» **BRIEF**:
Which lines of the entries hold the string "bulk"? Copy each one.

» **DATA**:
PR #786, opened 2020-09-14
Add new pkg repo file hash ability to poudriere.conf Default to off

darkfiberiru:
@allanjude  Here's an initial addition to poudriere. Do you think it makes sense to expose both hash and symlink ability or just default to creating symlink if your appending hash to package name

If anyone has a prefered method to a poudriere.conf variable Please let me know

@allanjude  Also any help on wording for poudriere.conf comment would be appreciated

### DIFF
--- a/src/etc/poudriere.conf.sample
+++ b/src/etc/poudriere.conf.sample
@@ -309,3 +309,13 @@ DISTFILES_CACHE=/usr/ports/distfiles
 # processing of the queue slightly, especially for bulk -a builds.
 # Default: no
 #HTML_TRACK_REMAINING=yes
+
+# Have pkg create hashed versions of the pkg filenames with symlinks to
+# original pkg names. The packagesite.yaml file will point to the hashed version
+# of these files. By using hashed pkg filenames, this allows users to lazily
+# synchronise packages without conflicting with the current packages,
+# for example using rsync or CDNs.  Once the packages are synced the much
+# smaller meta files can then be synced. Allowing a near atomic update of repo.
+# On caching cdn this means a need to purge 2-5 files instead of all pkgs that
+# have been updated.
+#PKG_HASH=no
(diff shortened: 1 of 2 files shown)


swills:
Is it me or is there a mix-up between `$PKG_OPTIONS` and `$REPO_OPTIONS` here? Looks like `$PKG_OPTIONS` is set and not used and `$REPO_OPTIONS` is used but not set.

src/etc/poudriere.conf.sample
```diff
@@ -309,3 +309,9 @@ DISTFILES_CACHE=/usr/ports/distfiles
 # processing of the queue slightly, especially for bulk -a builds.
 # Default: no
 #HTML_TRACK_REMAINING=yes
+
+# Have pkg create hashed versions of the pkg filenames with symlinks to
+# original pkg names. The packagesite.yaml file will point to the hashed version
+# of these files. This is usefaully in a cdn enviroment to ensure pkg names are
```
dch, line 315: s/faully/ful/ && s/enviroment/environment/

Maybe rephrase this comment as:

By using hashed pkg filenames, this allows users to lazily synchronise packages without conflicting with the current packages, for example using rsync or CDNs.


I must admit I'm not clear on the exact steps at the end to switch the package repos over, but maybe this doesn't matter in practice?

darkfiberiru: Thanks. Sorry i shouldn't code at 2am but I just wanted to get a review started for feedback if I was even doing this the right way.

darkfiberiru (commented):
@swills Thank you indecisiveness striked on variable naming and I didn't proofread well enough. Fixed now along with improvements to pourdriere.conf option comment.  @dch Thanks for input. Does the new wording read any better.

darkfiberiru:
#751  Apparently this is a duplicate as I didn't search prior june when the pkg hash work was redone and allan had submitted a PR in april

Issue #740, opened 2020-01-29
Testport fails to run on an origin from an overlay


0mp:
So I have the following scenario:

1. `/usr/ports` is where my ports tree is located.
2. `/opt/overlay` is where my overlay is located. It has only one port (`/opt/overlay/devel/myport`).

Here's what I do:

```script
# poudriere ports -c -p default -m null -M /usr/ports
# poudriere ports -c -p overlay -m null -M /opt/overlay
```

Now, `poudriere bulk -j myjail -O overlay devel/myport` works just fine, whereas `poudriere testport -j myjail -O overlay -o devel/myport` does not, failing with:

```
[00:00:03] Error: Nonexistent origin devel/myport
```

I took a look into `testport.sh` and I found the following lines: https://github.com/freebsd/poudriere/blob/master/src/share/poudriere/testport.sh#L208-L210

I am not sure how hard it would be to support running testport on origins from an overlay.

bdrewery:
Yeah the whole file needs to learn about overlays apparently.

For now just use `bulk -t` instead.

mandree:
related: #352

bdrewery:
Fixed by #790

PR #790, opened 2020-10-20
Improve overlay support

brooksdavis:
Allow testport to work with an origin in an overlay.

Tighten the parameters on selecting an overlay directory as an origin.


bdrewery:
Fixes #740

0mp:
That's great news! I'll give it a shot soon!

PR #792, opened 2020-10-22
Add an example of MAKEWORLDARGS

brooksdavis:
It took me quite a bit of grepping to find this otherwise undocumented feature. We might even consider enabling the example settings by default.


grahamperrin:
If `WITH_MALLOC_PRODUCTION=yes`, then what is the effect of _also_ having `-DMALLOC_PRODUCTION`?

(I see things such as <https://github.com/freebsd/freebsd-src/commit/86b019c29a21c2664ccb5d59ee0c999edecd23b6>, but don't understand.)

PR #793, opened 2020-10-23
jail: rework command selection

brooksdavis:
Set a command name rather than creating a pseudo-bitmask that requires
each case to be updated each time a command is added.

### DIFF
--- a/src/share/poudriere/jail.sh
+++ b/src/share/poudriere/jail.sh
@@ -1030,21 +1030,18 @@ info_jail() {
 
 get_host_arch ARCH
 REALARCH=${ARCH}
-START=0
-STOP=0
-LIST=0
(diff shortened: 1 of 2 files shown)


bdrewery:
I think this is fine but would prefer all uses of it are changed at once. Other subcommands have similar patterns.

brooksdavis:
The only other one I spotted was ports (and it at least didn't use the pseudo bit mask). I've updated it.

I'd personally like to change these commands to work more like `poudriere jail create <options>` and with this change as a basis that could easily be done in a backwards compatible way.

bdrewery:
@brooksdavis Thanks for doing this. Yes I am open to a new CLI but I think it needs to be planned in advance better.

» **REPLY**:
 # processing of the queue slightly, especially for bulk -a builds.
 # processing of the queue slightly, especially for bulk -a builds.
Now, `poudriere bulk -j myjail -O overlay devel/myport` works just fine, whereas `poudriere testport -j myjail -O overlay -o devel/myport` does not, failing with:
For now just use `bulk -t` instead.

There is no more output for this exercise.